Стоилка еще раз отхлебывает из баклажки и передает ее Станчо. Тот берет не глядя и опять задумывается.

На кладбище больше никого нет. Одиноко, печально торчат теперь украшенные цветами старые кресты. Туман сгустился еще сильней. Крыша старой церкви роняет крупные слезы. Капли стучат уныло, образуя ручейки на мокром песке. Кажется, вросшее в землю здание безутешно плачет, изнемогая под бременем лет. Через кладбище, вниз по склону, опираясь на громадный кизиловый сук, идет нищий Богдан, закутанный в рвань и похожий на ком. В ближней корчме жалобно запищала, заплакала волынка, потом, издав несколько отрывистых звуков, умолкла. Сразу поднялся веселый, пьяный крик и тоже умолк.

Станчо со Стоилкой переглянулись.

— Кто это веселится? — спросила погруженная в свою печаль Стоилка.

— Беднота, — ответил Станчо. — Гуляют…

— О чем ты думаешь, Станчо?

— О чем думаю?.. Да так, пустое дело. Уговаривают меня жениться.

— Ну и женился бы.

— Хорошо бы, да как? Первым долгом, кто за меня пойдет, — с четырьмя детьми-то? Да и старый уж я, некрасивый…

Станчо вытирает обвисшие усы, подкручивает их мышиные хвостики и откашливается.

— Нет, ты не старый, а только… И не такой уж некрасивый, хотя худ и черен, — утешает его Стоилка. — Тебе, мужчине, это просто: мигни — сразу десять прибежит. Не то что нам: наше дело женское.

— Да вы, бабы, больно привередливы. Поневоле робеешь…

Станчо отхлебывает из баклажки и протягивает Стоилке. Та берет и улыбается. А крупные зубы только и ждали, чтобы сверкнуть.

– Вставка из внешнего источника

PR #2401, opened 2026-08-08
feat(cli): agents computer sessions — task-first history grouped by run (RUSH-2432)

muqsitnawaz:
**feat** — `agents computer sessions` / `agents sessions --computer` becomes a task-first history view grouped by run, mirroring the merged `agents browser sessions` (#2370, RUSH-2407).

Closes RUSH-2432.

## What changed

`agents computer` had no history surface at all — every `click`/`type`/`screenshot`/`run --task` invocation already writes a `computer.action` event to the durable audit ledger (`~/.agents/.history/events/`), but nothing read it back.

`agents computer sessions` now groups that ledger by the emitting CLI process's own `pid` — one row per invocation: a single explicit verb collapses to a one-action row, and a whole `run --task` loop collapses to one row holding every verb the model drove, labeled with the (bounded) task text. Each row shows machine, target app/window bundle when known, per-verb action counts, and — when the row's `sessionId`/`launchId` resolves — the owning agent session's canonical digest (same `buildPreview` the ordinary session picker uses). A row with an identity nothing here can index shows **unresolved**; one with no agent-session identity at all shows **unlinked**.

Unlike a browser task, a computer run has no capture directory of its own to open, so `enter` in the interactive picker prints the run's full action list instead. `--no-interactive`/`--json` print the flat/JSON table; `--json` is unbounded, the flat table caps at 50 rows by default (`--limit` overrides) — a fix found while demonstrating against real history (see below).

`agents sessions --computer` is the same view (alias, mirroring `--browser`).

## How session identity resolves (no new join, mostly no join at all)

Unlike a browser task (whose `tasks.json` only ever learns a `launchId`, requiring `browser/sessions-list.ts`'s `buildLaunchSessionIndex`/`resolveLaunchSession` join), a `computer.action` event is emitted **in-process** by the CLI invocation itself, so `stampProvenance()` already stamps its own `sessionId` directly onto the record. This module resolves that directly via `getSessionById`, and falls back to the **same** browser-lib launchId join (imported, not duplicated) only when `sessionId` doesn't resolve.

## Files

- `apps/cli/src/lib/computer/sessions-list.ts` (new) — ledger reader (`listComputerActions`, over the existing `events.ts` `query()`), pid-based grouping (`groupIntoComputerRuns`), link resolution, flat/JSON rendering, the row-display cap (`applyRowDisplayLimit`).
[...]

PR #2421, opened 2026-08-08
fix(computer): keep session runs distinct across pid reuse

muqsitnawaz:
Fixes two correctness gaps found by the cold review of merged PR #2401: computer runs now use a non-recyclable invocation identity, and the `agents sessions --computer` alias preserves limit and remote routing options.

## What changed

- Stamp every `computer.action` emitted by one CLI process with the same UUID and group history by that identity, so OS pid reuse cannot merge unrelated runs.
- Keep legacy events without an invocation identity separate instead of inventing a relationship from their pid.
- Forward `--limit`, `--host`, and `--device` through the `agents sessions --computer` alias.
- Add regression coverage for pid reuse, legacy ledger rows, invocation persistence, and the spawned CLI alias path.
- Correct the RUSH-2432 changelog fragment so it documents the real grouping contract.

## Real run proof

Installed from this worktree with `./scripts/install.sh --skip-tests` and verified as `0.0.0-dev.841bc957e-dirty`. Fresh safe `agents computer apps --json` and `agents computer screenshot --list --json` actions appeared as separate rows in the installed `agents sessions --computer` output.

### Flat view

Installed computer session flat view

### Interactive TTY picker

Installed computer session interactive picker

## Verification

- Remote full suite: 798 test files passed; 11,049 tests passed; 109 skipped.
- Focused computer/session coverage: 57 tests passed.
- Spawned CLI regression: `sessions --computer --limit 1 --no-interactive` passed.
- `bunx tsc --noEmit` passed.
- `bun run verify-docs` passed.
- `bun run verify:index` passed.
- `git diff --check` passed.

## Context

- Linear: RUSH-2432
- Original PR: #2401
- Cold review requiring fix-forward: https://github.com/phnx-labs/agents-cli/pull/2401#issuecomment-5225695855


muqsitnawaz:
## Independent corrective review — REQUEST CHANGES

The invocation-identity correction is sound and the visual proof is now present, but the remote option-routing correction is incomplete and untested.

### Blocking: fleet / multi-host routing still violates the `--json` and `--device all` contracts

The new branch collects all three spellings at `apps/cli/src/commands/sessions.ts:5595-5598`, then delegates every non-empty host set to `runRemoteSessions(hosts)`:

```ts
const hosts = [...(options.host ?? []), ...(options.device ?? []), ...(options.devices ?? [])]
  .filter((host) => host.toLowerCase() !== 'all' && host.toLowerCase() !== 'fleet');
if (hosts.length > 0) {
  runRemoteSessions(hosts);
```

That leaves three concrete failures:

1. `--device all` / `--device fleet` is discarded by `sessions.ts:5595-5596`, then the command falls through to the local ledger at `sessions.ts:5601-5602`. The public help explicitly says `--device all` searches the whole fleet at `sessions.ts:5467`; this branch makes it local-only for `--computer`.
2. `--devices <host>` is collected at `sessions.ts:5595`, but `buildForwardedArgs()` strips only `--host`, `-H`, and singular `--device` at `apps/cli/src/lib/session/remote.ts:58-79`. Direct adversarial output for `--devices yosemite-m5 --json` was:
   ```json
   ["sessions","--computer","--devices","yosemite-m5","--json"]
   ```
   The peer therefore receives the routing flag and re-enters remote routing instead of answering locally.
3. Multi-host `--json` uses `runRemoteSessions`, which writes a `── host ──` banner to stdout when `hosts.length > 1` at `remote.ts:301-307`. That output is not valid JSON. The existing ordinary-session path has a dedicated parseable implementation, `runRemoteSessionsJson`, precisely because `runRemoteSessions` “can never be JSON.parsed” (`sessions.ts:1253-1271`), but the new `--computer` branch never calls it or an equivalent computer-row merger.

The only new CLI-path test is `apps/cli/src/commands/sessions.test.ts:829-855`, and it exercises local `--limit` only. It does not exercise `--host`, `--device`, `--devices`, `all`/`fleet`, one vs multiple hosts, remote JSON, or no-refanout behavior. This leaves the exact routing finding from #2401 uncovered.

Required: define the computer-history fleet result shape, make `--device all` genuinely fleet-wide, strip every routing spelling before peer execution, keep multi-host `--json` machine-readable, and add real SSH-fixture critical-path tests for singular/plural/all routing and JSON.

### Verified corrections

- `apps/cli/src/commands/computer-actions.ts:450-465` creates one process-lifetime UUID and stamps it on every `computer.action` emitted through the canonical seam.
- `apps/cli/src/lib/computer/sessions-list.ts:185-193` groups modern rows by `invocationId` and assigns every legacy row a unique key, so neither PID reuse nor legacy PID collision can merge runs.
- Regression cases at `sessions-list.test.ts:79-94` reproduce both PID reuse and legacy rows.
- The local alias critical path at `sessions.test.ts:829-855` verifies `--limit 1` through a spawned CLI.
- Focused corrective run: **15 passed, 0 failed**; TypeScript clean; docs verification passed; generated command index passed; `git diff --check` passed.
- Both PR assets return HTTP 200 `image/png`. The flat screenshot shows separate fresh `apps`/`screenshot` rows; the interactive screenshot shows the real `Computer sessions:` TTY picker and linked owner rows.

Verdict: **REQUEST CHANGES** until the remote/fleet paths above are corrected and exercised. The core PID fix and screenshots are good.

muqsitnawaz:
## Independent re-review at `3aa122a52` — APPROVE

The three fleet-routing blockers from my prior review are resolved.

### Verified data path

- `apps/cli/src/commands/sessions.ts:5634-5639` recognizes singular/plural `all` and `fleet`, removes those sentinels from explicit hosts, and calls automatic peer discovery when requested.
- `apps/cli/src/commands/sessions.ts:5640-5644` merges local rows with automatic-peer rows, sorts the combined result by `endMs`, and hands the one combined array to the shared renderer/picker.
- `apps/cli/src/commands/sessions.ts:1298-1309` strips routing argv, forces `--json` and `--no-interactive`, and uses the shared bounded/recursion-guarded `gatherRemoteAgentsJson` transport for both explicit and automatically discovered peers.
- `apps/cli/src/commands/sessions.ts:1279-1292` parses one complete JSON array, rejects banner-prefixed/partial output, and fills a missing machine name at the peer boundary.
- `apps/cli/src/lib/session/remote.ts:58-79` now strips `--devices` and `--devices=...` alongside `--host` and singular `--device`, so peers cannot re-fan-out.
- `apps/cli/src/lib/computer/sessions-list.ts:341-353` gives local and fleet rows one flat/JSON renderer; multi-host JSON therefore has no per-host stdout banners.
- `apps/cli/src/commands/computer-sessions-picker.ts:53-65` accepts the already-merged row set for both non-interactive output and the real TTY picker.

### Regression coverage and proof

- `apps/cli/src/commands/sessions.test.ts:829-889` exercises the spawned CLI for local `--limit` and singular/plural `all`/`fleet`, including `JSON.parse(result.stdout)` and preservation of the local row.
- `apps/cli/src/commands/sessions.test.ts:892-903` accepts clean peer JSON with machine attribution and rejects banner-prefixed output.
- `apps/cli/src/lib/session/remote.test.ts:80-94` pins plural separated/equal routing-flag stripping.
- Independent focused run: **34 passed, 0 failed** across the grouping, task marker, alias, peer parser, and forwarded-argv paths.
- `bun x tsc --noEmit`, `bun run verify-docs`, `bun run verify:index`, and `git diff --check origin/main...HEAD` passed.
- The PR’s two attached HTTP 200 PNGs still demonstrate the installed flat result and the real `Computer sessions:` interactive TTY picker.

No remaining code or evidence findings. Verdict: **APPROVE**. Merge remains gated on the three currently pending CLI test shards; preflight, docs, scope, and gitleaks are already green.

— Знаешь, Станчо, мне ведь сколько раз про тебя толковали. Где уж там, говорю, — Станчо меня нипочем не возьмет. Ему красивую подай. Вон Божана, говорю, какая красавица была…

— Что правда, то правда, Стоилка. Божана была красавица. Глаза какие!..

Целый рой воспоминаний о молодых годах нахлынул на Станчо и мешает ему говорить. Он вздыхает, наклоняется, сплевывает и умолкает.